Exercise requirements: The required result is a copy of each line below in which "kwargs" appears.

[Saved entries]
PR #289, opened 2018-06-18
WIP Custom time reductions

### LINKED ISSUE #208: Adding custom reduction methods

spencerahill:
Closes #208 

This is an initial stab at the implementation of the custom time reduction methods.

New since the most recent discussion in #208: I implemented a generic Reduction class and two subclasses, `GriddedReduction` and `RegionReduction`, in order to handle the fact the regional averaging of time-dependent vertical coordinates.

An outstanding questions: how to handle identifying time defined reductions.  For the built-in reductions, we can just specify them manually as we have been.  But this won't work for custom reductions.  And the way we're doing it now based on the string labels seems hackish to me.

Beyond that, I would appreciate an initial review @spencerkclark when you get a chance...does this seem like it's heading in the right direction?  I'm 100% receptive to changing any of it.  No rush...I'm basically out of spare cycles for the rest of this week.

Also still needed:

- [ ] Full test coverage
- [ ] Full documentation
- [ ] What's new entry


spencerahill:
Hmmm not sure what's up with the stickler comments...all tests are passing on my machine.

Also forgot to mention: the changes to Region aren't strictly needed for this PR, so I shouldn't have put them here.  But now that they are here: the motivation was that previously `Region.mask_var` only masked based on the lat/lon bounds, not the land mask; the land mask logic was handled in `ts`.  So I moved that from `ts` into `mask_var`, with the option to ignore it (which is physically necessary when masking the surface area).

aospy/calc.py
```diff
@@ -334,123 +371,123 @@ def _get_all_data(self, start_date, end_date):
...
+        # Load.
+        data_in = self._get_all_data(self.start_date, self.end_date)
+        # Compute.
+        data_out = self._function(*data_in).rename(self.name)
+        data_out = _time_weights_as_days(data_out)
+        # Reduce.
+        data_out = self._apply_vert_reduc(data_out)
+        gridded_out = self._apply_gridded_reductions(data_out)
+        region_out = self._apply_region_reductions(data_out)
+        combined_out = {**gridded_out, **region_out}
```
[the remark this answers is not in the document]
spencerkclark: > Hmmm not sure what's up with the stickler comments...all tests are passing on my machine.

I think this syntax requires Python 3.5 or above (this is fine since we have dropped Python 2 support).  Maybe modifying our `.stickler.yml` to look like the following could do the trick?
```
linters:
  flake8:
    python: 3
    fixer: true
```
See here for more information: https://stickler-ci.com/docs#python.  `python: 3` means Python 3.6 for Stickler.

spencerkclark:
Thanks @spencerahill!  I'll look have a look over this over the next few days.

aospy/calc.py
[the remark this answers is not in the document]
spencerahill: Good catch!  That did the trick.

aospy/calc.py
```diff
@@ -209,13 +225,34 @@ def __init__(self, proj=None, model=None, run=None, var=None,
...
+                time_reg_reducs.append(GriddedReduction.instances['full'])
+            else:
+                raise ValueError("Each element of `dtype_out_time` must be "
+                                 "a GriddedReduction object, RegionReduction "
+                                 "object, or a string corresponding to the "
+                                 "label of one of these reduction objects.  "
+                                 "Bad value given: {}".format(dtype))
+        self.dtype_out_time = tuple(time_reg_reducs)
+
+        if (self.dtype_in_time == 'av') or (not self.def_time):
```
spencerkclark, line 252: nit: the parentheses are not needed here

aospy/reductions.py
```diff
@@ -0,0 +1,137 @@
...
+
+
+reg_no_reduc = RegionReduction(_null_reduc, 'full')
+reg_time_avg = RegionReduction(_time_avg, 'av')
+reg_yearly_ts = RegionReduction(_yearly_avg, 'ts')
+reg_yearly_stdev = RegionReduction(_yearly_stdev, 'std',
+                                   coord_reduction=reg_yearly_ts)
+
+
+_TIME_DEFINED_REDUCTIONS = ('av', 'ts', 'std', 'reg.av', 'reg.ts', 'reg.std')
```
spencerkclark, line 137: > An outstanding questions: how to handle identifying time defined reductions.  For the built-in reductions, we can just specify them manually as we have been. But this won't work for custom reductions.

I agree; I think a reasonably clean way of doing this would be to give `Reduction` objects an attribute that flags whether or not it reduces along time (maybe called something like `reduces_time`), which one could set in the constructor.  Then checking whether or not it was time-defined would be simply a manner of checking `if reduction.reduces_time: ...`

Another option would be to generalize things a bit more and let one specify a `dims` argument in the `Reduction` constructor, which would accept either a single string (which we could coerce to a list) or a list of strings.  Then the check might look like: `if TIME_STR in reduction.dims: ...`  This has the benefit that it might allow for future dimension-dependent logic in aospy (other than just with time).

Both options overcome the issue of how to deal with this for custom reductions.

aospy/reductions.py
```diff
@@ -0,0 +1,137 @@
...
+    def label(self, value):
+        raise ValueError("'label' method cannot be modified after Reduction "
+                         "object has been created.")
+
+    def __call__(self, data, *args, **kwargs):
+        return self.reduce(data, *args, **kwargs)
+
+
+class GriddedReduction(Reduction):
+    # TODO: I think I am overwriting the parent class's `instances` attribute.
```
spencerkclark, line 58: Is there anything against renaming `instances` something like `_REDUCTION_INSTANCES` and making it a global variable within this module?

aospy/reductions.py
```diff
@@ -0,0 +1,137 @@
...
+
+    @label.setter
+    def label(self, value):
+        raise ValueError("'label' method cannot be modified after Reduction "
+                         "object has been created.")
+
+    def __call__(self, data, region, *args, coord_name=None, coord_data=None,
+                 **kwargs):
+        data_out = self.reduce(region.ts(data))
+        if self._coord_reducer is not None and coord_name is not None:
```
spencerkclark, line 100: Could it be more transparent here to have a single keyword argument called `coord` (default `None`) which would accept either a string or a DataArray?  Then the logic here could look like:
```python
if self._coord_reducer is not None and coord is not None:
    if isinstance(coord, str):
        coord_name = coord
        coord_data = data[coord_name]
    elif isinstance(coord, xr.DataArray):
        coord_name = coord.name
        coord_data = coord
    else:
        raise ValueError("'coord' must either be of type str or DataArray")
    data_out[coord_name] = self._coord_reducer(coord_data, *args, **kwargs)
```

aospy/calc.py
```diff
@@ -334,123 +371,123 @@ def _get_all_data(self, start_date, end_date):
...
+            Whether to write the results of the calculation to a tarball
+            archive.  Default True.
+
+        Returns
+        -------
+        This ``Calc`` object, whose ``data_out`` attribute has been created or
+        updated with the results of the calculations performed.
+
+        """
+        # Load.
```
spencerkclark, line 466: The new docstring is great!  I think we can remove these one word comments.

aospy/calc.py
```diff
@@ -294,10 +332,9 @@ def _add_grid_attributes(self, ds):
                 self.pressure = ds.level
         return ds
 
+    # @log_step(logging.info, "Getting input data: {}".format(self.var))
```
spencerkclark, line 335: Were calls like this generating name errors for `self.var`?

spencerkclark (commented):
This is looking pretty solid!  I left a couple suggestions inline for how to handle identifying time-defined reductions.  Outside of test coverage and documentation, I don't think there is too much else left to worry about for this PR; I'm fine leaving the region parts in if you want.

spencerahill:
Thanks @spencerkclark.  Glad it's on the right track.  Will have a bit of time next week to return to this, but frankly might be after that when I can get it over the finish line.

aospy/reductions.py
spencerahill: >Another option would be to generalize things a bit more and let one specify a dims argument in the Reduction constructor, which would accept either a single string (which we could coerce to a list) or a list of strings. Then the check might look like: if TIME_STR in reduction.dims: ... This has the benefit that it might allow for future dimension-dependent logic in aospy (other than just with time).

I like this.  In doing this PR it has occured to me that our current separation of reductions with respect to different dimensions is somewhat (albeit not entirely) arbitrary.

aospy/reductions.py
spencerahill: I hadn't thought of that.  But then if users define custom reductions elsewhere, will this still work?  Maybe yes; I haven't tried it yet.

aospy/reductions.py
spencerahill: Yes I like your idea.

aospy/calc.py
spencerahill: Basically yes.  I got a little too cute with trying to switch the logging to be all in terms of decorators (and which is out of scope for this PR anyways).  For those logging messages that rely on the method's arguments, we'll just have to retain the within-method logging call.

One could stay with the pure decorator approach by creating wrapper methods, but that seems to be more trouble than its worth.  I might just revert all of these logging changes, as they probably deserve their own consideration and PR.

aospy/reductions.py
spencerkclark: I'm not 100% sure, but I think it should work the same way.

aospy/reductions.py
spencerkclark: > In doing this PR it has occured to me that our current separation of reductions with respect to different dimensions is somewhat (albeit not entirely) arbitrary.

Agreed!  I think at some point it could be nice to consolidate things, but for now we can keep things as they are.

Problem solution:
+    def __call__(self, data, *args, **kwargs):
+        return self.reduce(data, *args, **kwargs)
+                 **kwargs):
    data_out[coord_name] = self._coord_reducer(coord_data, *args, **kwargs)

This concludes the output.